Superficially, we know that Yoon was desperate. Elected by a paper-thin plurality in May 2022, he has been assailed almost from the start by critics of his domestic and foreign policy. In Trumpian style, he campaigned as a critic of feminism, which he blamed for Korea’s low birthrate, and vowed to abolish the Ministry of Gender Equality. He pushed to increase the lid on weekly working hours, which upset labor unions. And he took various steps to reconcile with Japan, which had colonized the Korean peninsula from 1910 to 1945, even offering private funds to compensate Koreans forced to work in a Japanese mine during World War II.

The president also found himself embroiled in scandals, most of them associated with his wife. The opposition Democratic Party accused the First Lady of manipulating stock prices for personal gain, and then highlighted a video — captured on a left-wing YouTube channel — that appeared to show her accepting a luxury handbag as a gift. A member of the ruling PPP even compared the First Lady to Marie Antoinette.

Yoon’s popularity plummeted, and his party — already in the minority in the unicameral legislative body — lost even more seats in April’s elections. His policy agenda stalled, leaving him able to do little more than veto progressive legislation passed by Democrats.

Last month, the president went on national TV to apologize for his wife’s alleged indiscretions, promising to establish an oversight office. But he nixed calls for a wider investigation, triggering more protests.

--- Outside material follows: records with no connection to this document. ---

PR #3643, opened 2026-07-23
Migrate Add Person journey to GOV.UK Questions

gunndabad:
Follows the MQ journeys (#3637–#3642).

## What

Migrates the **Add Person** journey (Index → PersonalDetails → Reason → CheckAnswers) from `FormFlow` to `GovUk.Questions.AspNetCore`.

## Changes

- Add `AddPersonJourneyCoordinator` — `routeValueKeys: []`, as this journey has no scoping route values; drop FormFlow's `IRegisterJourney` from `AddPersonState`.
- **Entry page:** `Index` (`/persons/add`) was outside the journey and redirected to PersonalDetails, which carried `ActivatesJourney`. It's now the `[StartsJourney]` page and `AdvanceTo`s PersonalDetails with `SetAsFirstStep`, matching Add Alert and Add MQ. Cancel still returns to `/persons/add`, which starts a fresh instance exactly as before.
- `CommonJourneyPage` takes the coordinator and exposes a shared `Cancel` bound property and `CancelAsync` helper. The old cancel buttons posted to `?handler=cancel`, which the library rejects as an invalid step — this is the form-field pattern used by the other migrated journeys.
- Back links come from `GetBackLink()`; the "Change" links on check answers use the library's `returnUrl`. `FromCheckAnswers` and the hand-rolled `BackLink` / `NextPage` / `GetPageLink(page, fromCheckAnswers)` chains are gone.
- **Validation → FluentValidation:** PersonalDetails' date-of-birth-in-past, National Insurance number and email `ModelState` errors move into its `InlineValidator`. The parsed NI number and email are exposed as computed properties, so each is parsed once and the same value is reused when writing state (this also avoids CA1806 from a bare `TryParse`). The date rule is written as `!(dateOfBirth > Today)` — the negation of the original — so it behaves identically.
- `IsComplete` / `IsPersonalDetailsComplete` / `IsCreateReasonComplete`, `NextIncompletePage`, `Initialized` / `EnsureInitialized` and the Reason/CheckAnswers guards are dropped — the library's path validation already stops users reaching a step they haven't advanced to. `CommonJourneyPage`'s `OnPageHandlerExecutionAsync` override existed only to call `EnsureInitialized`, so it goes too.
- Test journey seeding moves into a shared `AddPersonTestBase`.

## Test notes

- The three `Get_InvalidState_RedirectsToAppropriatePage` cases go with the guards.
- The two `FromCheckAnswers` tests now pass a real `returnUrl`. Worth knowing: the POST one was *passing* against the unconverted `?fromCheckAnswers=True` — the library treats any unrecognised query parameter as part of the StepId, so the request was an invalid step and got redirected to the furthest seeded step, which happened to be check answers. It now exercises the change-link flow for real.
- The cancel tests posted `cancelButton.FormAction`; they now assert the button is the `Cancel` field and post that field.

## Testing

- `just build` — no errors, no new warnings (only the pre-existing `NU1903` transitive-dependency advisories on `main`).
- AddPerson page tests: **112 passed** (115 before, minus the 3 removed guard cases). All `PageTests.Persons`: **1508 passed**.
- **E2E `AddPersonTests`: 4 passed** — including `AddPerson_NavigateBack` and both check-answers change-link tests, which is the coverage that matters most for the back-link/`returnUrl` rework.
- Route paths (`/persons/add`, `/personal-details`, `/reason`, `/check-answers`) preserved.

One aside: `Persons.IndexTests.Get_WithSearchThatLooksLikeAnEmailAddressWithDifferentCase_DisplaysMatchOnOneLoginUserEmail` fails on a second consecutive run of the suite because it commits a hardcoded email and then self-poisons. It fails the same way on `main` — unrelated to this PR, green on a fresh database.

🤖 Generated with [Claude Code](https://claude.com/claude-code)


gunndabad:
Pushed a follow-up commit dropping `CommonJourneyPage`, `AddPersonJourneyPage` and `AddPersonStateBuilder`.

- **`CommonJourneyPage` is gone.** The only genuinely shared behaviour was cancelling — discarding the journey and any evidence uploaded during it — so that moves to `AddPersonJourneyCoordinator.CancelAsync()`, which does the cleanup and returns the URL to redirect to. Each page now derives from `PageModel` directly, injects only what it actually uses, and declares its own `Cancel` bound property (that one can't move — it's a per-page form field).
- **`AddPersonJourneyPage` and `GetPageLink` are gone.** Pages build URLs from `SupportUiLinkGenerator` with `journey.InstanceId`, and the check answers view calls the link generator directly for its "Change" links, matching the alert and MQ check answers pages.
- **`AddPersonStateBuilder` is gone.** All 49 call sites now construct `AddPersonState` with object initialisers through the shared `AddPersonTestBase`, like the other migrated journeys' tests.

One thing worth knowing for future migrations: giving the coordinator constructor dependencies breaks `JourneyHelper`'s default `Activator.CreateInstance` path, so the test base now passes `coordinatorFactory: () => ActivatorUtilities.CreateInstance<AddPersonJourneyCoordinator>(HostFixture.Services)` — same as the Resolve journeys.

I left `AddPersonPostRequestContentBuilder` alone since it builds request content rather than journey state, and the other journeys have no equivalent to compare against — happy to fold it into the shared `FormUrlEncodedContentBuilder`/`MultipartFormDataContentBuilder` helpers if you'd prefer.

**Testing:** `just build` clean (no errors or warnings). AddPerson page tests **112 passed**, E2E `AddPersonTests` **4 passed**.

gunndabad:
Folded in one more commit: removed the dead `MobileNumber` field from `AddPersonPostRequestContentBuilder`.

No page in this journey binds a mobile number, so the field the builder posted was silently ignored — the base `PostRequestContentBuilder` reflects over every public property, so it was going out on the wire and landing nowhere. Dropped the property, its fluent setter and the three call sites, plus the two now-unused `mobileNumber` locals in `CommonPageTests`. 12 lines, no assertions touched it.

The rest of the builder stays as-is: unlike the state builder it isn't duplicating anything an object initialiser does better — the reflection-driven form encoding, `DateOnly` → `.Day`/`.Month`/`.Year` splitting and multipart file parts are real work, and it's one of five such builders sharing a common base.

AddPerson page tests still **112 passed**; `just build` clean.

MrKevJoy (approved):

In November, when I was in Seoul, Yoon’s favorability rating had dropped to a diminutive 17 percent.

Justifying his decision to use the military to block all “political activity,” Yoon told Koreans he was acting to protect the country from “communist forces,” whom he also described as "despicable pro-North Korean anti-state forces.” This statement hints at the deeper story about the country’s competing nationalisms.

At the end of World War II, U.S. forces occupied the southern half of the Korean peninsula and Soviet forces occupied the north, ending Japanese colonial rule. Author Bruce Cumings shows how a Cold War accommodation produced two countries in 1948: a pro-capitalist, U.S.-backed South Korea and a pro-communist, Soviet-backed North Korea. The two new countries fought a bitter war that ended exactly where it started — at the 38th parallel.

For most of its early life, South Korea was ruled by military generals with the ardent support of powerful business executives and the U.S. government. The authoritarian government imprisoned and murdered labor and student activists pushing for democracy. It invoked a nationalism based on fear of Pyongyang, which had invaded in 1950 and continued to agitate for violent unification, planting bombs, staging terrorist attacks and kidnapping South Koreans.

The pro-democracy movement, which finally prevailed in 1987, also invoked nationalism — but a very different kind. It viewed North Koreans as brothers and sisters led astray by geopolitics, not as implacable enemies. For this younger generation, the foe was a military-business elite that had collaborated in the past with Japan, the colonial master, and now conspired with the U.S., a post- (or maybe neo-) colonial master with 30,000 troops on Korean soil.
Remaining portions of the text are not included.